Friday, August 3, 2012

READING THE BOOK--1
In a world of momentary devices and bloated pleasures, I'm glad we have the Bible.  In this world where concrete cracks and the past disintegrates and souls are abandoned, I'm glad there is the Bible.

  It has remained as it is for centuries, since it was written before it could be altered.  As books go, it is rare.
  The Bible is the only book I know of with four viewpoints--God speaking to God, God speaking to men and women, and men and women speaking to each other.  It is the only book in which God reveals His presence  to conceal His essence.

  The best help in reading the Bible is itself, as it always has the answers for which the reader seeks.  It is written in Hebrew and Greek.  The only ancient languages which produced a grammar and vocabulary list are--you guessed it--Hebrew and Greek.

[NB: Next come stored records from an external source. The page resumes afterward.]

PR #1031, opened 2026-06-23
[Android] Reduce report file size 

FranAguilera:
## Problem

If a fatal issue report contains too many stack frames, such as crashes with thousands of threads, the persisted report can become large enough that we risk failing to store it and dropping the report.

## Solution

Resolves BIT-8852

Depends on https://github.com/bitdriftlabs/shared-core/pull/541 and https://github.com/bitdriftlabs/shared-core/pull/543

Mainly these 2 parts

1. Use the builtin fbs string memoization (e.g. `createSharedString`) 
- This deduplicates repeated strings such as symbol names, file names, thread names, image IDs, and other repeated stack trace metadata within a single report.
- In a test report with 7000 threads. This reduces the persisted report size from about 6300 KB to about 2200 KB.

2. Added custom memoization for repeated stack trace structure
- Reuse identical serialized frame offsets when the same frame appears multiple times.
- Reuse identical serialized stack trace vector offsets when multiple threads share the same stack.
- Also for the same 7000-thread case, this reduces the report size from about 2200 KB to about 344 KB.

3. Additionally it brings in Android ANR reduction from shared-core [here](https://github.com/bitdriftlabs/shared-core/pull/541) 

## Verification

1. Go to gradle-test-app, Stress tab, create 7000 threads and trigger JVM/Native crash report. Verify the report is ingested on a low end device. [See report here](https://explorations.bitdrift.dev/issues/11985232642810234142/dc9f8244-cfa3-4127-950c-9bd496919855?utm_source=sdk).
2. Verify manually the *.cap report file size.
3. Verified other regular fatal issues are not dropped. See [here](https://explorations.bitdrift.dev/issues?f=app_version...is...3.0)

## Killswitch flag

`client_feature.android.optimize_fatal_issue_report_size`, enabled by default

## Follow-up

- BIT-8854: For iOS, see if we can get similar improvements.

---


platform/jvm/capture/src/main/kotlin/io/bitdrift/capture/reports/processor/NativeCrashProcessor.kt
```diff
@@ -206,21 +218,21 @@ internal object NativeCrashProcessor {
...
         val signalName = tombstone.signalInfo.name
         val errorName = signalName.ifEmpty { description ?: "Native crash" }
-        val reason = builder.createString(errorName)
+        val reason = builder.createSharedString(errorName)
         val causeText =
             tombstone.causesList.firstOrNull()?.humanReadable ?: tombstone.abortMessage.ifEmpty {
                 signalsByNumber.values.firstOrNull { it.name == signalName }?.description ?: "Native crash"
             }
-        val cause = builder.createString(causeText)
+        val cause = builder.createSharedString(causeText)
```
snowp: I'm not sure if there is extra overhead per shared string vs not shared string, but for stuff like this (exception cause) it seems unlikely that it will be repeated? If there is overhead then it seems optimal to only use shared strings for values that are typically repeated within the report

platform/jvm/capture/src/test/kotlin/io/bitdrift/capture/reports/processor/IssueReporterProcessorTest.kt
```diff
@@ -151,6 +143,65 @@ class IssueReporterProcessorTest {
...
+            }
+
+        val report =
+            persistJvmCrashAndGetReport(
+                callerThread = callerThread,
+                throwable = RuntimeException("crash"),
+                allThreads = allThreads,
+            )
+        assertThat(report.threadDetails?.threadsLength).isEqualTo(allThreads.size)
+        assertThat(report.threadDetails?.threads(0)?.stackTraceLength).isEqualTo(sharedStackTrace.size)
```
snowp: do you want these to validate the contents of the stack trace as well? Seems like a stronger test than just checking the number of threads 

Same for some of the other tests

snowp (approved):
lgtm, some minor comments but nothing blocking

platform/jvm/capture/src/main/kotlin/io/bitdrift/capture/reports/processor/NativeCrashProcessor.kt
FranAguilera: good catch, yes there is a small overhead after checking internal impl. Will update this portion to keep as before and retest

platform/jvm/capture/src/test/kotlin/io/bitdrift/capture/reports/processor/IssueReporterProcessorTest.kt
FranAguilera: good call, will update before merging

PR #1035, opened 2026-06-26
[BIT-8890] Create a flag to manage blocking timeout in `willTerminateNotification` log

ArielDemarco:


platform/swift/source/RuntimeVariable.swift
```diff
@@ -78,6 +78,11 @@ extension RuntimeVariable<Bool> {
         defaultValue: true
     )
 
+    static let blockingWillTerminateLog = RuntimeVariable(
+        name: "client_feature.ios.blocking_will_terminate_log",
+        defaultValue: true
```
mattklein123: Should we default to false? This seems to match what the rest of the code does now?

ArielDemarco: I was going to leave it as true so it could act as a control variable, but considering it seems to be causing issues, I'll switch it to false

mattklein123: I could go either way we can see what people think

FranAguilera (approved):

PR #1038, opened 2026-06-26
[Android] Add more benchmarks tests

FranAguilera:
Adding a few more benchmarks for other common Capture.Logger public APIs

---


platform/jvm/capture/src/main/kotlin/io/bitdrift/capture/Capture.kt
```diff
@@ -326,8 +326,8 @@ object Capture {
          * a user is exposed to a specific feature flag variant in your application. The exposure
          * is recorded with a timestamp and tracked for the duration of the process.
          *
-         * @param name the name of the flag being exposed
-         * @param variant the variant of the flag being exposed
+         * @param name the name of the flag being exposed.
```
FranAguilera, line 329: Just to trigger full Android ci

murki (approved):

PR #1040, opened 2026-06-26
Reduce AppExit Blocking Duration

ArielDemarco:


Reflejo (approved):

murki:
@ArielDemarco can you add a little note in the release notes for iOS that we made fixes to reduce the chances of bla bla?

ArielDemarco:
> @ArielDemarco can you add a little note in the release notes for iOS that we made fixes to reduce the chances of bla bla?

Done!

CHANGELOG.md
```diff
@@ -41,7 +41,7 @@
 
 **Changed**
 
-- Nothing yet!
+- Reduced the default wait time for the AppExit log during app termination from 1s to 500ms
```
murki: Could we reword it to make it more customer centric? Like what it achieves "Added a fix that should reduce the chances of bitdrift being executing when the app is about to be terminated" or something like that

ArielDemarco: Done!

murki (approved):
ty!

PR #1007, opened 2018-01-27
Fix gender choices flip in user sonata form

### LINKED ISSUE #992: Translation and registration database errors on Sonata\UserBundle\Entity\BaseUser
There is an error in the ````Sonata\UserBundle\Entity\BaseUser````. There is a reversal of key values ​​that causes translation problems and prevents the correct backup of the "gender" field

```php
    // v3.* working successfully 
    public static function getGenderList()
    {
        return [
            UserInterface::GENDER_UNKNOWN => 'gender_unknown',
            UserInterface::GENDER_FEMALE => 'gender_female',
            UserInterface::GENDER_MALE => 'gender_male',
        ];
    }

    // v4.* does not work
    public static function getGenderList()
    {
        return [
            'gender_unknown' => UserInterface::GENDER_UNKNOWN,
            'gender_female' => UserInterface::GENDER_FEMALE,
            'gender_male' => UserInterface::GENDER_MALE,
        ];
    }
```

jordisala1991:

Closes #992 
Closes #996 

## Changelog

```markdown
### Fixed
- choices for User gender now appears correctly flipped and translated
```

## Todo 

- [x] Add an upgrade note

## Subject

BaseStatusType is just a ChoiceType. IMO let's try to move everything to choice type and deprecate that BaseStatusType someday. Other bundles using this: ecommerce and comment.

Without this patch it is no possible to safely save an user to the database using the sonata admin, because it will try to save something like `gender_male` to a column that only accepts a single char string


src/Form/Type/UserGenderListType.php
```diff
@@ -15,6 +15,17 @@
...
+@trigger_error(
+    'The '.__NAMESPACE__.'\UserGenderListType class is deprecated since version 4.x and will be removed in 5.0.'
+    .' Use choice type instead.',
+    E_USER_DEPRECATED
+);
+
+/**
+ * NEXT_MAJOR: remove this class.
+ *
+ * @deprecated since version 4.x, to be removed in 5.0. Use choice type instead
```
core23: Why did you deprecate this?

Couldn't you move the stuff from the `UserAdmin` right here?

jordisala1991: why would I use a class to solve this simple choice thing?

jordisala1991:

src/Form/Type/UserGenderListType.php
core23: The problem is, that the `UserGenderListType` is broken, not the admin class (only)

jordisala1991: Is broken and cannot be fixed unless we allow deprecations (adding the fourth parameter to false) or more BC breaks. And it is because of this other PR: https://github.com/sonata-project/SonataCoreBundle/pull/499 which breaks BC.

My first thought was to implement a new AbstractStatusType but I there are 2 reasons why I didn't do it:

1. I would need to change which class is extending UserGenderListType (probably BC break too)
2. This can be solved in a much easier way, without using this class, and using a simple choiceType.

How to proceed? At this moment the user admin class is unusable

core23: Can't you just add this to the form type?

```
        // NEXT_MAJOR: Remove this when dropping support for SF 2.8
        if (method_exists(FormTypeInterface::class, 'setDefaultOptions')) {
            $genderOptions['choices_as_values'] = true;
        }
```

UPGRADE-4.x.md
```diff
@@ -1,2 +1,7 @@
 UPGRADE 4.x
 ===========
+
+### Deprecated UserGenderListType
+
+Relying on this class to provide user gender list on sonata forms is deprecated and
+will be removed in 5.0. You should use choice type instead.
```
greg0ire: Either "the choice type" or `ChoiceType` (or even `Symfony\Component\Form\Extension\Core\Type\ChoiceType`)

jordisala1991: Fixed

composer.json
```diff
@@ -29,9 +29,14 @@
...
         "sonata-project/easy-extends-bundle": "^2.2",
         "swiftmailer/swiftmailer": "^4.3 || ^5.0 || ^6.0",
+        "symfony/config": "^2.8 || ^3.2 || ^4.0",
         "symfony/console": "^2.8 || ^3.2 || ^4.0",
+        "symfony/dependency-injection": "^2.8 || ^3.2 || ^4.0",
         "symfony/form": "^2.8 || ^3.2 || ^4.0",
+        "symfony/framework-bundle": "^2.8 || ^3.2 || ^4.0",
         "symfony/http-foundation": "^2.8 || ^3.2 || ^4.0",
+        "symfony/http-kernel": "^2.8 || ^3.2 || ^4.0",
+        "symfony/options-resolver": "^2.8 || ^3.2 || ^4.0",
```
kunicmarko20: Shouldn't this be in a different PR as it is not connected to the subject?

jordisala1991: It is somewhat related because the build was failing on prefer-lowest because we were using older versions of this deps. Once I explicitly declare this dependencies on composer.json it works again.

src/Form/Type/UserGenderListType.php
```diff
@@ -15,6 +15,17 @@
 
 use Sonata\CoreBundle\Form\Type\BaseStatusType;
 
+@trigger_error(
+    'The '.__NAMESPACE__.'\UserGenderListType class is deprecated since version 4.x and will be removed in 5.0.'
+    .' Use ChoiceType instead.',
```
OskarStark: Please use FQCN

src/Form/Type/UserGenderListType.php
```diff
@@ -15,6 +15,17 @@
...
+    E_USER_DEPRECATED
+);
+
+/**
+ * NEXT_MAJOR: remove this class.
+ *
+ * @deprecated since version 4.x, to be removed in 5.0. Use ChoiceType instead
```
OskarStark: Please use FQCN

src/Resources/config/form.xml
```diff
@@ -2,6 +2,7 @@
 <container xmlns="http://symfony.com/schema/dic/services" xmlns:xsi="http://www.w3.org/2001/XMLSchema-instance" xsi:schemaLocation="http://symfony.com/schema/dic/services http://symfony.com/schema/dic/services/services-1.0.xsd">
     <services>
         <service id="sonata.user.form.gender_list" class="Sonata\UserBundle\Form\Type\UserGenderListType">
+            <deprecated>The "%service_id%" service is deprecated since 4.x and will be removed in 5.0. Use choice type instead</deprecated>
```
OskarStark: Please use FQCN for choice type

src/Form/Type/UserGenderListType.php
jordisala1991: Fixed

src/Form/Type/UserGenderListType.php
jordisala1991: Fixed

src/Resources/config/form.xml
jordisala1991: Fixed, not using the full message since symfony does the same for its classes: 

https://github.com/symfony/symfony/blob/2.8/src/Symfony/Component/Security/Core/SecurityContext.php#L14

vs

https://github.com/symfony/symfony/blob/2.8/src/Symfony/Bundle/SecurityBundle/Resources/config/security.xml#L57

Hope you agree

jordisala1991:
Added test too, for the deprecation. Please review again @OskarStark @core23 and @greg0ire

jordisala1991:
Still waiting for your approval @core23

core23:
For me, this is just a hotfix for the local issue (inside the admin class). This will not fix any problem with `UserGenderListType` itself. If you use this class inside a custom user form, you got still got the bug. 

I'm okay if we deprecate `UserGenderListType`, but the bug inside this class should be fixed too if you reply on it (outside the admin class).

jordisala1991:
Fix the “issue” if you want in another PR but do not block this one. IMO the issue is fixed the moment we say this class is deprecated and should not be used

If you are okay with this one, please approve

  The perfect language to contain the thought that God is one who acts is Hebrew, since it is a language of action, not contemplation.  A fine example is Psalm 127--
  Unless the Lord build the house,
  they labor in vain who build it...
The perfect language to convey that God is with us is Greek with its' many prepositions.  For instance, in Ephesians 1--
  You were sealed in Him with the Holy Spirit of promise...
If you've never read the Bible before, it is best to read about 15 minutes every day but Sunday.  It is very good to take notes in a journal.  The best way to understand the Bible is to begin in January, reading from Genesis to Revelation.  I did this three years in a row, and I found out that the Bible si not as large as it looks.  It contains the same few messages, told over and over by many people in different centuries, but the same message.

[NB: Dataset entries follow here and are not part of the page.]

PR #1008, opened 2018-01-29
Fix choices_as_values deprecation message

jordisala1991:

## Changelog

```markdown
### Fixed
- Deprecation message on SecurityRolesType about `choices_as_values`
```

## Subject

Seems like the deprecations build is failing because of this.
Link: https://travis-ci.org/sonata-project/SonataUserBundle/jobs/334884037#L798

Probably this makes this bundle unusable with SF 4, that's why I am tagging it with patch

### DIFF
--- a/src/Form/Type/SecurityRolesType.php
+++ b/src/Form/Type/SecurityRolesType.php
@@ -16,10 +16,12 @@ namespace Sonata\UserBundle\Form\Type;
 use Sonata\UserBundle\Form\Transformer\RestoreRolesTransformer;
 use Sonata\UserBundle\Security\EditableRolesBuilder;
 use Symfony\Component\Form\AbstractType;
+use Symfony\Component\Form\Extension\Core\Type\ChoiceType;
 use Symfony\Component\Form\FormBuilderInterface;
 use Symfony\Component\Form\FormEvent;
 use Symfony\Component\Form\FormEvents;
 use Symfony\Component\Form\FormInterface;
+use Symfony\Component\Form\FormTypeInterface;
 use Symfony\Component\Form\FormView;
 use Symfony\Component\OptionsResolver\Options;
 use Symfony\Component\OptionsResolver\OptionsResolver;
@@ -135,7 +137,7 @@ class SecurityRolesType extends AbstractType
         ]);
 
         // Symfony 2.8 BC
-        if ($resolver->isDefined('choices_as_values')) {
+        if (method_exists(FormTypeInterface::class, 'setDefaultOptions')) {
             $resolver->setDefault('choices_as_values', true);
         }
     }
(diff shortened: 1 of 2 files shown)


src/Form/Type/SecurityRolesType.php
```diff
@@ -135,7 +137,7 @@ public function configureOptions(OptionsResolver $resolver): void
         ]);
 
         // Symfony 2.8 BC
-        if ($resolver->isDefined('choices_as_values')) {
+        if (method_exists(FormTypeInterface::class, 'setDefaultOptions')) {
```
greg0ire: Can you explain the fix?

tests/Form/Type/SecurityRolesTypeTest.php
```diff
@@ -94,25 +98,6 @@ public function testSubmitWithHiddenRoleData(): void
         $this->assertContains('ROLE_SUPER_ADMIN', $form->getData());
     }
 
-    public function testChoicesAsValues(): void
```
greg0ire: Why is this removed?

src/Form/Type/SecurityRolesType.php
kunicmarko20: choices_as_values is removed in Symfony 4

greg0ire: Which means `$resolver->isDefined('choices_as_values')` will return `false`, which means `$resolver->setDefault('choices_as_values', true);` will not be set to `true`, which… makes sense if that option is removed?

kunicmarko20: The default value of `choices_as_values` is false and that shows deprecation notices, but we do not have that option in SF4, so he checks if it is < SF3 and sets it to true to avoid deprecation notices. Am I correct @jordisala1991 ?

jordisala1991: Yes, that's also probably. I just wanted to remove the deprecations on Sf3, but wasn't sure if this would work on Sf4

tests/Form/Type/SecurityRolesTypeTest.php
jordisala1991: Because this is tested already on the test above, but conditionally only if there are choices_as_values option

src/Form/Type/SecurityRolesType.php
```diff
@@ -135,7 +137,7 @@ public function configureOptions(OptionsResolver $resolver): void
...
             $resolver->setDefault('choices_as_values', true);
```
greg0ire: The coverage decreased and coveralls says this is no longer covered by tests… is that true and normal?

kunicmarko20: It is covered on 2.8 https://coveralls.io/jobs/33261397/source_files/324132516#L140, because `setDefaultOptions` exist only there.

greg0ire:
Thanks @jordisala1991 !

PR #1009, opened 2018-01-30
Fix gender choices type

core23:
I am targeting this branch, because this is a bugfix.

## Changelog

```markdown
### Fixed
- choices for User gender now appears correctly flipped and translated
```

## Subject

This is a bugfix for #1007, so the `UserGenderListType` will work again in symfony 3.x.

### DIFF
--- a/src/Form/Type/UserGenderListType.php
+++ b/src/Form/Type/UserGenderListType.php
@@ -14,19 +14,32 @@ declare(strict_types=1);
 namespace Sonata\UserBundle\Form\Type;
 
 use Sonata\CoreBundle\Form\Type\BaseStatusType;
+use Symfony\Component\Form\FormTypeInterface;
+use Symfony\Component\OptionsResolver\OptionsResolver;
 
-@trigger_error(
-    'The '.__NAMESPACE__.'\UserGenderListType class is deprecated since version 4.1 and will be removed in 5.0.'
-    .' Use Symfony\Component\Form\Extension\Core\Type\ChoiceType instead.',
-    E_USER_DEPRECATED
-);
-
-/**
- * NEXT_MAJOR: remove this class.
- *
- * @deprecated since version 4.1, to be removed in 5.0.
- * Use Symfony\Component\Form\Extension\Core\Type\ChoiceType instead
- */
 class UserGenderListType extends BaseStatusType
 {
+    /**
+     * {@inheritdoc}
+     */
+    public function configureOptions(OptionsResolver $resolver): void
+    {
+        // NEXT_MAJOR: Call the parent to set the choices
+        $choices = \call_user_func([$this->class, $this->getter]);
+
+        // Only flip choice list, if the keys are m/f/u and not labels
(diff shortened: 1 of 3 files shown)


jordisala1991:
IMHO having a class extending another that will be deprecated soon ( because of the wrong naming and incorrect flip ) and having to duplicate code just because you dont want to deprecate it, is a waste

core23:
If you don't want to use this class anymore, we should deprecate `BaseStatusType`  too

jordisala1991:
And I will , after I replace all uses and deprecate all clases extending it

jordisala1991:
IMO if having an extra choice type has any benefits lets go for it. But it does not, because it adds nothing but problems with version compatibility

src/Form/Type/UserGenderListType.php
```diff
@@ -29,4 +31,22 @@
...
+    /**
+     * {@inheritdoc}
+     */
+    public function configureOptions(OptionsResolver $resolver): void
+    {
+        // NEXT_MAJOR: Call the parent to set the choices
+        $choices = call_user_func([$this->class, $this->getter]);
+
+        $resolver->setDefaults([
+            'choices' => array_flip($choices),
```
jordisala1991: In theory you dont need to flip them again

core23: Made some adjustments to detect if we need a flip or not.

src/Form/Type/UserGenderListType.php
```diff
@@ -29,4 +31,27 @@
  */
 class UserGenderListType extends BaseStatusType
 {
+    /**
+     * {@inheritdoc}
+     */
+    public function configureOptions(OptionsResolver $resolver): void
+    {
+        // NEXT_MAJOR: Call the parent to set the choices
```
jordisala1991: You can safely remove this NEXT_MAJOR, cause this class is gonna be removed on 5.0

src/Form/Type/UserGenderListType.php
```diff
@@ -29,4 +31,27 @@
...
+        $choices = call_user_func([$this->class, $this->getter]);
+
+        // Only flip choice list, if the keys are labels and not actual keys
+        if (1 !== strlen(key($choices))) {
+            $choices = array_flip($choices);
+        }
+
+        $resolver->setDefaults([
+            'choices' => $choices,
+            'choice_translation_domain' => 'SoantaUserBundle',
```
jordisala1991: Shouldn't this come from the admin class?

greg0ire: Should be `Sonata`, not `Soanta`

OskarStark:
could you finalize this PR @core23 ?

OskarStark:
@core23 any interests on this PR? If not please close, thanks

core23:
Done @OskarStark

greg0ire:
The build failed

OskarStark:
Can you please rebase and fix Travis? This should be merged

PR #1013, opened 2018-02-14
Remove support for FOSRest <2.1

jordisala1991:

## Changelog

```markdown
### Removed
- Removed compatibility with older versions of FOSRestBundle (<2.1)
```

## Subject

Since dropping a dependency is not a BC break, this is a good start, because we are doing a lot of code just to keep compat with FOSRest 1.

FOSUserBundle is the only one blocking SF 4 here now.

  Thinking about what you're reading is better than memorizing what you read.  The Bible is unique in that each time you read it, more of it is revealed to you.  It is not flat like best-selling fiction; it is not for the scholar only like most philosophy; it was written by ordinary people taken into extraordinary circumstances.  The Bible utilizes your imagination, your feelings, your thoughts, and your good sense of what people are like.

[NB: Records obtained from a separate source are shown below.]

PR #1019, opened 2018-03-30
Fix locale orm db field length

tifabien:
I am targeting this branch, because it fixes the locale db field length and it's considered as a BC break.

## Changelog
```markdown
### Fixed
 - Fixed locale db field length
```
## Subject
When we try to create a user with the 'sr_Latn_RS' it fails due to the locale db field length.

### DIFF
--- a/src/Resources/config/doctrine/BaseUser.orm.xml
+++ b/src/Resources/config/doctrine/BaseUser.orm.xml
@@ -10,7 +10,7 @@
         <field name="website" type="string" column="website" length="64" nullable="true"/>
         <field name="biography" type="string" column="biography" length="1000" nullable="true"/>
         <field name="gender" type="string" column="gender" length="1" nullable="true"/>
-        <field name="locale" type="string" column="locale" length="8" nullable="true"/>
+        <field name="locale" type="string" column="locale" length="15" nullable="true"/>
         <field name="timezone" type="string" column="timezone" length="64" nullable="true"/>
         <field name="phone" type="string" column="phone" length="64" nullable="true"/>
         <!-- social fields -->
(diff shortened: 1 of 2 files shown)


src/Resources/config/doctrine/BaseUser.orm.xml
```diff
@@ -10,7 +10,7 @@
         <field name="website" type="string" column="website" length="64" nullable="true"/>
         <field name="biography" type="string" column="biography" length="1000" nullable="true"/>
         <field name="gender" type="string" column="gender" length="1" nullable="true"/>
-        <field name="locale" type="string" column="locale" length="8" nullable="true"/>
+        <field name="locale" type="string" column="locale" length="10" nullable="true"/>
```
kunicmarko20: Isn't this a BC break? I think it should be targeted on master

kunicmarko20: Well, if we just change it here everyone using sonata user would get a database error. You can still do http://docs.doctrine-project.org/projects/doctrine-orm/en/latest/tutorials/override-field-association-mappings-in-subclasses.html. Let's see and wait for others. ping @sonata-project/contributors

jordisala1991: If we are changing this it would be nice to give it a few extra chars, to not having this problem again. And probably change it on master to avoid bc breaks

tifabien: OK for me. Updated the base branch and increased to 15 the length

kunicmarko20:
I think we don't need upgrade note here, so I guess nothing. cc @sonata-project/contributors

greg0ire:
> I think we don't need upgrade note here, so I guess nothing. cc @sonata-project/contributors

If there's a BC-break, then you need an upgrade note. In this case, it should say "make sure you run your migrations" I guess.

kunicmarko20:
So I am wrong, do what @greg0ire said 😄

greg0ire:
Thanks @tifabien !

PR #1020, opened 2018-03-30
Fix jms config in docs

kunicmarko20:
I am targeting this branch, because docs.

## Subject

A name is required when defining paths.


greg0ire:
Thanks @kunicmarko20!

PR #1022, opened 2018-04-16
Removed redundant "required" asterisk

BitScout:
## Changelog

```markdown

### Changed
- Removed redundant "required" asterisk
```

## Subject

The label contains two asterisks: One hard-coded and one from the class "required", which includes an asterisk in the :after.

### DIFF
--- a/src/Resources/views/Resetting/request_content.html.twig
+++ b/src/Resources/views/Resetting/request_content.html.twig
@@ -15,7 +15,7 @@ file that was distributed with this source code.
     {% endif %}
 
     <div class="form-group">
-        <label for="username" class="control-label required">{{ 'resetting.request.username'|trans({}, 'FOSUserBundle') }} * </label>
+        <label for="username" class="control-label required">{{ 'resetting.request.username'|trans({}, 'FOSUserBundle') }}</label>
         <input type="text" id="username" name="username" required="required" />
     </div>
 


qsomazzi:
Hello @sonata-project/contributors .
This is something we've discover on our project, here's a screen to provide more visibility.

capture d ecran 2018-04-16 a 15 57 41

kunicmarko20:
Branch 3.x is not maintained anymore, please use 4.x. If this is still a problem on 4.x change branch of this PR.

qsomazzi:
we use SonataUser in 3.x, so we need it to be fixed on this branch, not 4.x.

Soullivaneuh:
Sorry @qsomazzi, we won't merge this PR for these reasons:

- Because the 4.0 release is here from December 2017 and we are supposed to maintain only one stable branch.
- Because for this case, the hard-coded asterisk is maybe here for a reason and it would be great to not have "fixes of fixes" on a legacy branch.
- AFAIK, you can override the login template with ease waiting the 4.0 upgrade.

greg0ire:
>  i don't get the issue to fix a not maintained version

"Not maintained" literally means we don't even try to fix it, or to merge PRs that do, or make releases that include said PRs

kunicmarko20:
As I don't see this in 4.x:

  Let's imagine an ancient man sitting at the door of his tent, watching the stars at night.  Looking up, he writes--
  In the beginning God created the heavens and the earth.
If that man were to sit there beneath the stars, the furthest circumstance of his sight and imagination would be the heavens.  As if he could scribe a circle with his finger with himself as the center, the circle would be the heavens, the stars, the boundless deep purple above his head.  He has circled his outward boundary--the heavens--and the center--the earth.

  Genesis 1 is about filling in that circumference with stars, the sun, the planets, birds, fish and animals.  That is the circumference from the sky down to the earth, culminating in a man and a woman.  The universe around us, ourselves within it as the center.

  Genesis 2 is about that man and woman on the earth, to take care of it and to take care of themselves.

  In Genesis 3 Adam and Eve are in the middle of the earth, the Garden of God.  There a serpent talks.  He tells Adam and Eve a lie about God.  Now the Garden has changed from bower to danger.  Adam and Eve have to leave, to go down to a plain in which change can occur.  Without change, Adam could never be released from the curse of disobeying God.  So leaving the Garden was an act of grace by God for Adam's descendants to be released from the curse.  The first Adam could become the second Adam, Jesus of Nazareth, who did not believe the serpent's lie.

  All of this is told in language which is simple yet spoken in pavilions of thought.

  The rest of the Bible is the story of the family of Adam, to which we relate through generation, to the family of Jesus the second Adam, to which we relate through regeneration.